Comment 8 Jacob Lifshay 2023-04-26 21:53:20 BST

as mentioned on irc, please add a todo list in the top comment.

(In reply to Luke Kenneth Casson Leighton from comment #7)
> iterate_preduce_indices() is where sub-mode would be
> looked at and the second half done.
> 
> do you want to have a go at that? keep it *real* simple

yeah, i can do that, probably later today

Comment 9 Jacob Lifshay 2023-04-27 06:34:09 BST

(In reply to Luke Kenneth Casson Leighton from comment #7)
> and you *should* just be able to add the 2nd half onto the end (line 43
> onwards) and do
> 
>    "if SVSHAPE.skip in [0b00, 0b01]: return"

turns out that reduce and prefix-sum are different enough that merging their loops will be pretty confusing, so I just stuck all the prefix-sum code in a big if.

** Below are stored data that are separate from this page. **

PR #710, opened 2022-02-04
fix 1-22 dev release build and kops script

jaxesn:
*Issue #, if available:*

*Description of changes:*
- The 1-22 builds were getting overwritten by the dev-release build settings and using the non-minimal images.  This should fix that
- Tweaked the kops script to better handle the new version esp wrt the older kube versions.

The kops roles changes to add the newly required perm has been rolled out to prod so we should see passing conformance builds for at least 1.18-1.21.

Testing

Created 1.18-1.21 clusters with kops locally and they all came up correctly.

### DIFF
--- a/development/kops/cluster_wait.sh
+++ b/development/kops/cluster_wait.sh
@@ -34,24 +34,21 @@ do
     echo 'Waiting for cluster to come up...'
 done
 
-# In kops 1-21 the metrics addon is not configurable enough for 1.18 based clusters
-# manually add -kubelet-insecure-tls
-# https://github.com/kubernetes/kops/blob/v1.21.0-beta.3/upup/models/cloudup/resources/addons/metrics-server.addons.k8s.io/k8s-1.11.yaml.template#L140
-# UseKopsControllerForNodeBootstrap is only true when 1.19 and above
-if [ "${RELEASE_BRANCH}" == "1-18" ]; then
-    PATCH='[{"op": "add", "path": "/spec/template/spec/containers/0/args/-", "value": "--kubelet-insecure-tls" }]'
-    while ! kubectl --context $KOPS_CLUSTER_NAME  -n kube-system patch deployments metrics-server --type=json -p="$PATCH"
-    do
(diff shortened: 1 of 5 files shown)


development/kops/cluster_wait.sh
```diff
@@ -34,24 +34,21 @@ do
     echo 'Waiting for cluster to come up...'
 done
 
-# In kops 1-21 the metrics addon is not configurable enough for 1.18 based clusters
```
jaxesn, line 37: This appears to be not the case in kops 1-22 so I removed this block.

release/prow.sh
```diff
@@ -22,10 +22,12 @@ cd ${BASE_DIRECTORY}
...
 
 export RELEASE=$(cat ${BASE_DIRECTORY}/release/${RELEASE_BRANCH}/${RELEASE_ENVIRONMENT}/RELEASE)
-export KUBE_BASE_TAG=$(cat ${BASE_DIRECTORY}/projects/kubernetes/release/${RELEASE_BRANCH}/GIT_TAG)-eks-${RELEASE_BRANCH}-${RELEASE}
-export PRESUBMIT_KUBE_BASE_TAG=$(cat ${BASE_DIRECTORY}/projects/kubernetes/release/${RELEASE_BRANCH}/GIT_TAG)-eks-${RELEASE_BRANCH}-${RELEASE}
-export BASE_REPO=${BASE_REPO:-${IMAGE_REPO}}
-export BASE_IMAGE=${BASE_IMAGE:-public.ecr.aws/eks-distro-build-tooling/eks-distro-base:$(cat ${BASE_DIRECTORY}/EKS_DISTRO_BASE_TAG_FILE)}
+
+if [ "${RELEASE}" == "0" ]
+then
+    echo "No production release zero"
```
abhay-krishna, line 28: nit:
```suggestion
    echo "No dev release zero"
```
but IDC

jaxesn: lol

PR #85, opened 2019-06-04
Fix iscsi-data disk name on GCE

ldevulder:
iSCSI data disk should be prefixed with the workspace name like other resources.


ldevulder:
Tested on GCE!

PR #89, opened 2019-06-13
Fix VM name on all Cloud providers

ldevulder:
Fix a regression that appears during the last GCE refactoring...

EDIT: fixed for all provider

### DIFF
--- a/aws/terraform_salt/salt_provisioner.tf
+++ b/aws/terraform_salt/salt_provisioner.tf
@@ -117,9 +117,9 @@ provider: aws
 region: ${var.aws_region}
 role: hana_node
 scenario_type: ${var.scenario_type}
-name_prefix: ${var.name}
+name_prefix: ${terraform.workspace}-${var.name}
 host_ips: [${join(", ", formatlist("'%s'", var.host_ips))}]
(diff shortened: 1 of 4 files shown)


ldevulder:
> Anyway, is this not causing the same issue in Azure and AWS?

We could add the same kind of name to Azure and AWS. It's done at that time. It's needed on GCE because the `hostname` variable in `salt_provisioner.tf` is used by GCE to setup the hostname inside the OS, but it's not used like this in Azure and AWS.

But if you think it's more consistent to have the same for all provider I'm OK for this also!

ldevulder:
@arbulu89 I will do the modifications also for Azure and AWS (and test  it!).

arbulu89:
> @arbulu89 I will do the modifications also for Azure and AWS (and test it!).

Thanks @ldevulder It might solve some potential issues in the future

ldevulder:
Tested with success on AWS, I'm updating the PR.

ldevulder:
This PR should be OK.

ldevulder:
@arbulu89 ok, I will merge this PR and will check what you suggest for another PR.

PR #98, opened 2019-07-04
Fix missing signed-keys in zypper

ldevulder:
In some cases we may need to force refresh the repos and the keys.
Keys may change during lifetime of this OS/image.

### DIFF
--- a/salt/install-salt-minion.sh
+++ b/salt/install-salt-minion.sh
@@ -12,7 +12,7 @@ connected to the SUSE Customer Center.
 Supported Options:
 
   -r [REG CODE]    Registration Code that will be used to register the system.
-  -d               Deregister the System aften the salt-minion installation
+  -d               Deregister the System after the salt-minion installation
   -h               Show this help. 
 
 EOF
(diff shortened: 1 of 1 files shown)


diegoakechi:
> What wouldn't be better to run this action using salt?
@arbulu89 this change is on the script that we use to install the `minion` that is why we cannot do it using salt.  Right now, it is not very efficient, as it register and deregister the system, and then the salt installation register it again. An improvement could be to make the repos.sls to check if the system is registered and skip the step, so we could stop deregistering on the minion script.

ldevulder:
> > What wouldn't be better to run this action using salt?
> > @arbulu89 this change is on the script that we use to install the `minion` that is why we cannot do it using salt.

Yes, that's the reason why I'm not using salt for this: installation of salt-minion fails without this workaround :-)

> Right now, it is not very efficient, as it register and deregister the system, and then the salt
> installation register it again. An improvement could be to make the repos.sls to check if the system is > registered and skip the step, so we could stop deregistering on the minion script.

Could be yes, in another PR maybe? (I could try to do the change, this could help to improve my salt knowledge :)).

arbulu89:
> > What wouldn't be better to run this action using salt?
> > @arbulu89 this change is on the script that we use to install the `minion` that is why we cannot do it using salt.  Right now, it is not very efficient, as it register and deregister the system, and then the salt installation register it again. An improvement could be to make the repos.sls to check if the system is registered and skip the step, so we could stop deregistering on the minion script.

Ok, I was just asking, because this only affect in the salt minion installation, in nothing else. If this is the purpose, go ahead, i see OK the changes

diegoakechi:
> Could be yes, in another PR maybe? (I could try to do the change, this could help to improve my salt knowledge :)).

Yes, another PR is fine. Great if you could take it. Let us know if you need help.

PR #99, opened 2019-07-04
Refresh zypper repos not only on libvirt

ldevulder:
Zypper refresh in Salt code is only executed on libvirt but it can be useful to do this on all cloud provider.

### DIFF
--- a/salt/default/init.sls
+++ b/salt/default/init.sls
@@ -11,10 +11,4 @@ include:
 {% if grains['provider'] == 'libvirt' %}
   - default.timezone
   - default.auth_keys
-refresh_repos:
-  cmd.run:
-    - name: zypper --non-interactive --gpg-auto-import-keys refresh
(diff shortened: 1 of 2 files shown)


ldevulder:
> @ldevulder Yes, you are right. This should be done in all provider.
> I think it would make sense to move this state to [repos](https://github.com/SUSE/ha-sap-terraform-deployments/blob/master/salt/default/repos.sls)

Ok, will do this.

> Anyway, are this PR and [98](https://github.com/SUSE/ha-sap-terraform-deployments/pull/98) doing the same action?

No, but it's during the check of this issue that I found that this refresh was only for libvirt.

ldevulder:
> I think it would make sense to move this state to [repos](https://github.com/SUSE/ha-sap-terraform-deployments/blob/master/salt/default/repos.sls)

done!

PR #102, opened 2019-07-18
WIP: For our HA envinroment version 0.11 of terrafom is required.

varkoly:
Save time for tester!

### DIFF
--- a/libvirt/terraform/README.md
+++ b/libvirt/terraform/README.md
@@ -10,8 +10,8 @@
 
 # Requirements
 
-1. You need to have Terraform and the the Libvirt provider for Terraform. You may download packages from the
-   [openSUSE Build Service](http://download.opensuse.org/repositories/systemsmanagement:/terraform/) or
+1. You need to have Terraform and the the Libvirt provider for Terraform. You need the version v0.11.NN from this packages. You may download packages from the
+   [openSUSE Build Service](http://download.opensuse.org/repositories/systemsmanagement:/sumaform/) or
    [build from source](https://github.com/dmacvicar/terraform-provider-libvirt)
 
    You will need to have a working libvirt/kvm setup for using the libvirt-provider. (refer to upstream doc of [libvirt provider](https://github.com/dmacvicar/terraform-provider-libvirt))


MalloZup:
@varkoly thx: we have already somehow this:

https://github.com/SUSE/ha-sap-terraform-deployments#terraform-version

libvirt/terraform/README.md
```diff
@@ -10,8 +10,8 @@
 
 # Requirements
 
-1. You need to have Terraform and the the Libvirt provider for Terraform. You may download packages from the
-   [openSUSE Build Service](http://download.opensuse.org/repositories/systemsmanagement:/terraform/) or
+1. You need to have Terraform and the the Libvirt provider for Terraform. You need the version v0.11.NN from this packages. You may download packages from the
+   [openSUSE Build Service](http://download.opensuse.org/repositories/systemsmanagement:/sumaform/) or
```
MalloZup: why `sumaform repo here`? I don't think we want to depend on sub-packages

MalloZup:
@varkoly thx: we have already somehow this:

https://github.com/SUSE/ha-sap-terraform-deployments#terraform-version

libvirt/terraform/README.md
varkoly: Diego told me I can get v0.11.NN from this repo. If you know a better one feel free to modify it.

diegoakechi: @MalloZup on this repo (http://download.opensuse.org/repositories/systemsmanagement:/terraform/) we have only terraform 0.12 that does not work with our project. I think we don't want to change the link here, but maybe complement the text saying to get the package 0.11 from some repo until we migrate the project to terraform 0.12.

MalloZup: I'm not really a fun of depending on custom internal pkgs. If people would need to download an old version, we could say to downolad this from here: https://releases.hashicorp.com/terraform/

The switch to TF12 imho will happen really soonish, so dunno, to me is just a link that we will need to remove..

MalloZup: @diegoakechi  imho even if I'm not really a fun of this, I think it is ok. We will remove it later.

Can we put the link in the main.readme.md? In this way we avoid that we forget nested documentation. I think we should update only the central readme.md with this kind of info regarding terraform and not libvirt specific..  tia

diegoakechi: Yes, I am fine with that. The most important thing is that users get the information easily. I am no against of pointing also the link of the official Hashicorp page.

MalloZup: as you prefer. Imho the hashicorp would be safer imho

MalloZup:
autogenerated with https://github.com/MalloZup/doghub:  pr older then 6days. Please update the PR or close it

MalloZup:
closing this since we will migrate soonish to the tf12

PR #103, opened 2019-07-18
Add monitoring module for libvirt and allow automatic-deployment for monitoring

MalloZup:
THIS PR IS on WIP don't review it at moment

https://trello.com/c/F5iPWHzU/795-creating-a-separate-terraform-module-for-monitoring

# Note for reviewers:

The module will add only the grafana/prometheus host.

I intentionally left over the automatically IP injection method. I think for a 1st Pr iteration is ok

## Reminders for later:

add alerts automatically via salt see this  https://github.com/uyuni-project/sumaform/pull/539/files as example


salt/pre_installation/packages.sls
```diff
@@ -5,12 +5,12 @@ iscsi-formula:
         attempts: 3
         interval: 15
 
+{% if grains['role'] == 'iscsi_srv' %}
```
MalloZup: @arbulu89  I moved this up because otherwise this salt where failing for grafana host.

Imho the move iscs-folder anyways should not beloong to pre-installation generic and make sense to restrict only to the rolse iscsi server

salt/monitoring/init.sls
```diff
@@ -0,0 +1,131 @@
...
+  file.managed:
+    - name: /etc/prometheus/prometheus.yml
+    - makedirs: True
+    - contents: |
+        scrape_configs:
+          - job_name: 'sumaform'
+            scrape_interval: 5s
+            static_configs:
+         ## TODO: grains server need to be passed to monitoring module , change localhost
+              - targets: [localhost:8001'] # hanadb_exporter
```
MalloZup: note for reviewers: this is so intentionally. We can inject the IPSs later on. I think we can do later . For moment the module will just add grafana/proemetheus working.

salt/hana_node/sap_inst.sls
```diff
@@ -4,12 +4,14 @@ nfs-client:
      attempts: 3
      interval: 15
 
-sap_inst_directory:
+sap-inst-directory:
```
arbulu89: Why have you changed this? I have found many other state names with underscore. I'm in favour for unifying, but in that case change all of them

salt/hana_node/sap_inst.sls
```diff
@@ -4,12 +4,14 @@ nfs-client:
...
   file.directory:
     - name: {{grains['hana_inst_folder']}}
     - user: root
     - mode: 755
     - makedirs: True
+
+mount-sap-inst-directory:
```
arbulu89: I don't see necessary this change, but I guess is not harmful

salt/hana_node/sap_inst.sls
```diff
@@ -28,6 +31,7 @@ sap_inst_directory:
     - mkmnt: True
     - persist: True
     - opts: vers=3.0,username={{grains['storage_account_name']}},password={{grains['storage_account_key']}},dir_mode=0777,file_mode=0777,sec=ntlmssp
-    - required:
-      - nfs-client
-  {% endif %}
+    - require:
+      - pkg: nfs-client
+      - file: sap-inst-directory
+{% endif %}
```
arbulu89: Is this `endif` correctly indented. I doens't look like here at least

salt/monitoring/init.sls
```diff
@@ -0,0 +1,131 @@
+# TODO: this repo should detect the os itself and chooose right repo depending the os
```
arbulu89: I was wondering if we can split the logic of this file in several subfiles... Just to improve readability...
I would split in: repos, prometheus, grafana...

salt/monitoring/init.sls
```diff
@@ -0,0 +1,131 @@
...
+
+prometheus:
+  pkg.installed:
+    - name: golang-github-prometheus-prometheus
+    - require:
+      - pkgrepo: suse-manager-head-repo
+      - pkgrepo: sle-15-update
+      - pkgrepo: sle-15-pool
+
+prometheus_configuration:
```
arbulu89: For example here we are using underscore instead of dash

salt/monitoring/init.sls
```diff
@@ -0,0 +1,131 @@
...
+  file.managed:
+    - name: /etc/prometheus/prometheus.yml
+    - makedirs: True
+    - contents: |
+        scrape_configs:
+          - job_name: 'sumaform'
```
arbulu89: sumaform?

salt/monitoring/init.sls
```diff
@@ -0,0 +1,131 @@
...
+            static_configs:
+         ## TODO: grains server need to be passed to monitoring module , change localhost
+              - targets: [localhost:8001'] # hanadb_exporter
+          - job_name: 'hanadb'
+            scrape_interval: 5s
+            static_configs:
+         ## TODO: change localhost  with grain
+              - targets: ['localhost:9800']
+
+prometheus_service:
```
arbulu89: Just curiosity, installing prometheus doesn't install the service files?

libvirt/terraform/modules/monitoring/variables.tf
```diff
@@ -0,0 +1,99 @@
...
+}
+
+variable "public_key_location" {
+  description = "path of additional pub ssh key you want to use to access VMs"
+  default     = "/dev/null"
+
+  # HACK: "" cannot be used as a default because of https://github.com/hashicorp/hil/issues/50
+}
+
+variable "scenario_type" {
```
arbulu89: Is this parameter needed?

salt/monitoring/init.sls
arbulu89: Is the file parsing working? I would say that a `'` is missing in the targets entry

MalloZup: Yep is working

salt/hana_node/sap_inst.sls
MalloZup: Right I will redo'. I agree we should use a std format

MalloZup:
Thx for review I will adapt

salt/hana_node/sap_inst.sls
MalloZup: https://github.com/SUSE/ha-sap-terraform-deployments/issues/105

salt/hana_node/sap_inst.sls
MalloZup: removed

salt/hana_node/sap_inst.sls
MalloZup: i just removed this change for moment they are not necessary

salt/monitoring/init.sls
MalloZup: yes, in theory we should aim in future what sumaform has, like we have a dir of `repos` https://github.com/uyuni-project/sumaform/tree/master/salt/repos/repos.d.

MalloZup: https://github.com/SUSE/ha-sap-terraform-deployments/issues/106

salt/monitoring/init.sls
MalloZup: saltstack use underscores as convention, i just find it out now so ok with this. We need to downcase the others

salt/monitoring/init.sls
MalloZup: thx done

libvirt/terraform/modules/monitoring/variables.tf
MalloZup: good catch not

salt/monitoring/init.sls
MalloZup: good catch. Modified and removed. We enable only the service now

MalloZup:
foo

If/when we really need to merge them, we can refactor it then. I think the pseudo-code will also benefit from having prefix-sum completely separate from reduction, since it makes the loops much easier to understand.

> 
> and that should basically be it.  add a *real* simple 2nd "demo()" function,
> please *don't* go massively overboard, or make significant changes to this
> code ok?
While I was reading the existing code, I noticed you have:
if SVSHAPE.invxyz[1]: steps.reverse()
which makes the function much more complex and isn't actually useful (it flips the reduction tree vertically, exchanging the root end with the leaves end), so I think that should be removed and steps merged into the loop rather than being a separate loop generating a list.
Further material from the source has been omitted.